▸ **TASK**
Reproduce all of the data exactly.

▸ **RECORDS PROVIDED**

PR #97, opened 2020-02-04
Test multisig actor removal

Alexey-N-Chernyshov:
Undefined behavior after tx creator removal - now the 2-nd signer is tx creator.

The order described [here](
https://github.com/filecoin-project/specs-actors/blob/master/actors/builtin/multisig/multisig_actor.go#L31) is violated.

### DIFF
--- a/actors/builtin/multisig/multisig_test.go
+++ b/actors/builtin/multisig/multisig_test.go
@@ -558,20 +558,20 @@ func TestCancel(t *testing.T) {
 		rt.Verify()
 
 		// anne fails to cancel a transaction - she is not a signer
-		rt.SetCaller(anne, builtin.AccountActorCodeID)
-		rt.ExpectValidateCallerType(builtin.AccountActorCodeID, builtin.MultisigActorCodeID)
-		rt.ExpectAbort(exitcode.ErrForbidden, func() {
-			actor.cancel(rt, txnID)
-		})
-		rt.Verify()
+		//for some reason I cannot ExpectAbort again
+		//rt.SetCaller(anne, builtin.AccountActorCodeID)
+		//rt.ExpectValidateCallerType(builtin.AccountActorCodeID, builtin.MultisigActorCodeID)
+		//rt.ExpectAbort(exitcode.ErrForbidden, func() {
+		//	actor.cancel(rt, txnID)
+		//})
+		//rt.Verify()
 
 		// bob either fails to cancel a transaction - he is not a proposer
 		rt.SetCaller(bob, builtin.AccountActorCodeID)
 		rt.ExpectValidateCallerType(builtin.AccountActorCodeID, builtin.MultisigActorCodeID)
-		// for some reason I cannot ExpectAbort again
-		//rt.ExpectAbort(exitcode.ErrForbidden, func() {
-		//	actor.cancel(rt, txnID)
-		//})
+		rt.ExpectAbort(exitcode.ErrForbidden, func() {
+			actor.cancel(rt, txnID)
+		})
 		rt.Verify()
 
 		// Transaction should remain after invalid cancel
--- a/actors/builtin/multisig/multisig_test.go
+++ b/actors/builtin/multisig/multisig_test.go
@@ -539,6 +539,50 @@ func TestCancel(t *testing.T) {
 			Approved: []addr.Address{anne},
 		})
 	})
+
+	t.Run("fail to cancel transaction from any account after removal", func(t *testing.T) {
+		rt := builder.Build(t)
+
+		actor.constructAndVerify(rt, numApprovals, noUnlockDuration, signers...)
+
+		// anne proposes a transaction ID: 0
+		rt.SetCaller(anne, builtin.AccountActorCodeID)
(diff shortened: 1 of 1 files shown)


anorth:
This behaviour seems fine to me, well defined. Could you update the test to remove the word "problem" and instead be a demonstration of what happens if the proposer is removed? And document the behaviour on the remove/swap signer methods too. 

Or propose some alternative behaviour.

anorth:
cc @whyrusleeping in case you'd desire different behaviour

actors/builtin/multisig/multisig_test.go
```diff
@@ -723,6 +767,45 @@ func TestRemoveSigner(t *testing.T) {
...
+			desc: "remove signer and decrease threshold to 0",
+
+			initialSigners:   []addr.Address{anne, bob, chuck},
+			initialApprovals: int64(1),
+
+			removeSigner: chuck,
+			decrease:     true,
+
+			expectSigners:   []addr.Address{anne, bob},
+			expectApprovals: int64(0),
```
Alexey-N-Chernyshov: seems not ok

actors/builtin/multisig/multisig_test.go
```diff
@@ -723,6 +767,45 @@ func TestRemoveSigner(t *testing.T) {
...
+			desc: "remove one more signer and decrease threshold to -1",
+
+			initialSigners:   []addr.Address{anne, bob},
+			initialApprovals: int64(0),
+
+			removeSigner: bob,
+			decrease:     true,
+
+			expectSigners:   []addr.Address{anne},
+			expectApprovals: int64(-1),
```
Alexey-N-Chernyshov: is it correct state?

actors/builtin/multisig/multisig_test.go
```diff
@@ -723,6 +767,45 @@ func TestRemoveSigner(t *testing.T) {
...
+		{
+			desc: "remove one more signer and decrease threshold to -2 with no signers at all",
+
+			initialSigners:   []addr.Address{anne},
+			initialApprovals: int64(-1),
+
+			removeSigner: anne,
+			decrease:     true,
+
+			expectSigners:   []addr.Address(nil),
```
Alexey-N-Chernyshov: pay attention to the actor state

actors/builtin/multisig/multisig_test.go
```diff
@@ -539,6 +539,50 @@ func TestCancel(t *testing.T) {
...
+		})
+		rt.Verify()
+
+		// bob either fails to cancel a transaction - he is not a proposer
+		rt.SetCaller(bob, builtin.AccountActorCodeID)
+		rt.ExpectValidateCallerType(builtin.AccountActorCodeID, builtin.MultisigActorCodeID)
+		// for some reason I cannot ExpectAbort again
+		//rt.ExpectAbort(exitcode.ErrForbidden, func() {
+		//	actor.cancel(rt, txnID)
+		//})
```
anorth: After anne is removed, I think bob is the new "proposer" (indeed, the only signer) so this call should succeed.

actors/builtin/multisig/multisig_test.go
anorth: Good catch, `decrease=true` should be rejected when the approvals is `1`.

anorth: Or, for consistency with `increase`, `decrease` should be ignored when it would lead to an illegal state. See #114

actors/builtin/multisig/multisig_test.go
```diff
@@ -539,6 +539,50 @@ func TestCancel(t *testing.T) {
...
+		actor.propose(rt, chuck, sendValue, fakeMethod, fakeParams)
+		rt.Verify()
+
+		// remove anne - tx creator
+		rt.SetCaller(receiver, builtin.MultisigActorCodeID)
+		rt.ExpectValidateCallerAddr(receiver)
+		actor.removeSigner(rt, anne, true)
+		rt.Verify()
+
+		// anne fails to cancel a transaction - she is not a signer
```
Alexey-N-Chernyshov: I don't understand why I cannot catch 2 aborts in one test.

actors/builtin/multisig/multisig_test.go
```diff
@@ -539,6 +539,50 @@ func TestCancel(t *testing.T) {
...
+		//for some reason I cannot ExpectAbort again
+		//rt.SetCaller(anne, builtin.AccountActorCodeID)
+		//rt.ExpectValidateCallerType(builtin.AccountActorCodeID, builtin.MultisigActorCodeID)
+		//rt.ExpectAbort(exitcode.ErrForbidden, func() {
+		//	actor.cancel(rt, txnID)
+		//})
+		//rt.Verify()
+
+		// bob either fails to cancel a transaction - he is not a proposer
```
Alexey-N-Chernyshov: Anne is removed from signer in MultisigActor state, but is not removed from approvers of created transactions. So, now nobody can cancel the tx since proposer is not a signer anymore. Do you think that removed signer should be removed from all transaction approvers?

actors/builtin/multisig/multisig_test.go
Alexey-N-Chernyshov: I uncommented this part, so you can run it.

▸ **SOLUTION FOR THIS EXERCISE**
PR #97, opened 2020-02-04
Test multisig actor removal

Alexey-N-Chernyshov:
Undefined behavior after tx creator removal - now the 2-nd signer is tx creator.

The order described [here](
https://github.com/filecoin-project/specs-actors/blob/master/actors/builtin/multisig/multisig_actor.go#L31) is violated.

### DIFF
--- a/actors/builtin/multisig/multisig_test.go
+++ b/actors/builtin/multisig/multisig_test.go
@@ -558,20 +558,20 @@ func TestCancel(t *testing.T) {
 		rt.Verify()
 
 		// anne fails to cancel a transaction - she is not a signer
-		rt.SetCaller(anne, builtin.AccountActorCodeID)
-		rt.ExpectValidateCallerType(builtin.AccountActorCodeID, builtin.MultisigActorCodeID)
-		rt.ExpectAbort(exitcode.ErrForbidden, func() {
-			actor.cancel(rt, txnID)
-		})
-		rt.Verify()
+		//for some reason I cannot ExpectAbort again
+		//rt.SetCaller(anne, builtin.AccountActorCodeID)
+		//rt.ExpectValidateCallerType(builtin.AccountActorCodeID, builtin.MultisigActorCodeID)
+		//rt.ExpectAbort(exitcode.ErrForbidden, func() {
+		//	actor.cancel(rt, txnID)
+		//})
+		//rt.Verify()
 
 		// bob either fails to cancel a transaction - he is not a proposer
 		rt.SetCaller(bob, builtin.AccountActorCodeID)
 		rt.ExpectValidateCallerType(builtin.AccountActorCodeID, builtin.MultisigActorCodeID)
-		// for some reason I cannot ExpectAbort again
-		//rt.ExpectAbort(exitcode.ErrForbidden, func() {
-		//	actor.cancel(rt, txnID)
-		//})
+		rt.ExpectAbort(exitcode.ErrForbidden, func() {
+			actor.cancel(rt, txnID)
+		})
 		rt.Verify()
 
 		// Transaction should remain after invalid cancel
--- a/actors/builtin/multisig/multisig_test.go
+++ b/actors/builtin/multisig/multisig_test.go
@@ -539,6 +539,50 @@ func TestCancel(t *testing.T) {
 			Approved: []addr.Address{anne},
 		})
 	})
+
+	t.Run("fail to cancel transaction from any account after removal", func(t *testing.T) {
+		rt := builder.Build(t)
+
+		actor.constructAndVerify(rt, numApprovals, noUnlockDuration, signers...)
+
+		// anne proposes a transaction ID: 0
+		rt.SetCaller(anne, builtin.AccountActorCodeID)
(diff shortened: 1 of 1 files shown)


anorth:
This behaviour seems fine to me, well defined. Could you update the test to remove the word "problem" and instead be a demonstration of what happens if the proposer is removed? And document the behaviour on the remove/swap signer methods too. 

Or propose some alternative behaviour.

anorth:
cc @whyrusleeping in case you'd desire different behaviour

actors/builtin/multisig/multisig_test.go
```diff
@@ -723,6 +767,45 @@ func TestRemoveSigner(t *testing.T) {
...
+			desc: "remove signer and decrease threshold to 0",
+
+			initialSigners:   []addr.Address{anne, bob, chuck},
+			initialApprovals: int64(1),
+
+			removeSigner: chuck,
+			decrease:     true,
+
+			expectSigners:   []addr.Address{anne, bob},
+			expectApprovals: int64(0),
```
Alexey-N-Chernyshov: seems not ok

actors/builtin/multisig/multisig_test.go
```diff
@@ -723,6 +767,45 @@ func TestRemoveSigner(t *testing.T) {
...
+			desc: "remove one more signer and decrease threshold to -1",
+
+			initialSigners:   []addr.Address{anne, bob},
+			initialApprovals: int64(0),
+
+			removeSigner: bob,
+			decrease:     true,
+
+			expectSigners:   []addr.Address{anne},
+			expectApprovals: int64(-1),
```
Alexey-N-Chernyshov: is it correct state?

actors/builtin/multisig/multisig_test.go
```diff
@@ -723,6 +767,45 @@ func TestRemoveSigner(t *testing.T) {
...
+		{
+			desc: "remove one more signer and decrease threshold to -2 with no signers at all",
+
+			initialSigners:   []addr.Address{anne},
+			initialApprovals: int64(-1),
+
+			removeSigner: anne,
+			decrease:     true,
+
+			expectSigners:   []addr.Address(nil),
```
Alexey-N-Chernyshov: pay attention to the actor state

actors/builtin/multisig/multisig_test.go
```diff
@@ -539,6 +539,50 @@ func TestCancel(t *testing.T) {
...
+		})
+		rt.Verify()
+
+		// bob either fails to cancel a transaction - he is not a proposer
+		rt.SetCaller(bob, builtin.AccountActorCodeID)
+		rt.ExpectValidateCallerType(builtin.AccountActorCodeID, builtin.MultisigActorCodeID)
+		// for some reason I cannot ExpectAbort again
+		//rt.ExpectAbort(exitcode.ErrForbidden, func() {
+		//	actor.cancel(rt, txnID)
+		//})
```
anorth: After anne is removed, I think bob is the new "proposer" (indeed, the only signer) so this call should succeed.

actors/builtin/multisig/multisig_test.go
anorth: Good catch, `decrease=true` should be rejected when the approvals is `1`.

anorth: Or, for consistency with `increase`, `decrease` should be ignored when it would lead to an illegal state. See #114

actors/builtin/multisig/multisig_test.go
```diff
@@ -539,6 +539,50 @@ func TestCancel(t *testing.T) {
...
+		actor.propose(rt, chuck, sendValue, fakeMethod, fakeParams)
+		rt.Verify()
+
+		// remove anne - tx creator
+		rt.SetCaller(receiver, builtin.MultisigActorCodeID)
+		rt.ExpectValidateCallerAddr(receiver)
+		actor.removeSigner(rt, anne, true)
+		rt.Verify()
+
+		// anne fails to cancel a transaction - she is not a signer
```
Alexey-N-Chernyshov: I don't understand why I cannot catch 2 aborts in one test.

actors/builtin/multisig/multisig_test.go
```diff
@@ -539,6 +539,50 @@ func TestCancel(t *testing.T) {
...
+		//for some reason I cannot ExpectAbort again
+		//rt.SetCaller(anne, builtin.AccountActorCodeID)
+		//rt.ExpectValidateCallerType(builtin.AccountActorCodeID, builtin.MultisigActorCodeID)
+		//rt.ExpectAbort(exitcode.ErrForbidden, func() {
+		//	actor.cancel(rt, txnID)
+		//})
+		//rt.Verify()
+
+		// bob either fails to cancel a transaction - he is not a proposer
```
Alexey-N-Chernyshov: Anne is removed from signer in MultisigActor state, but is not removed from approvers of created transactions. So, now nobody can cancel the tx since proposer is not a signer anymore. Do you think that removed signer should be removed from all transaction approvers?

actors/builtin/multisig/multisig_test.go
Alexey-N-Chernyshov: I uncommented this part, so you can run it.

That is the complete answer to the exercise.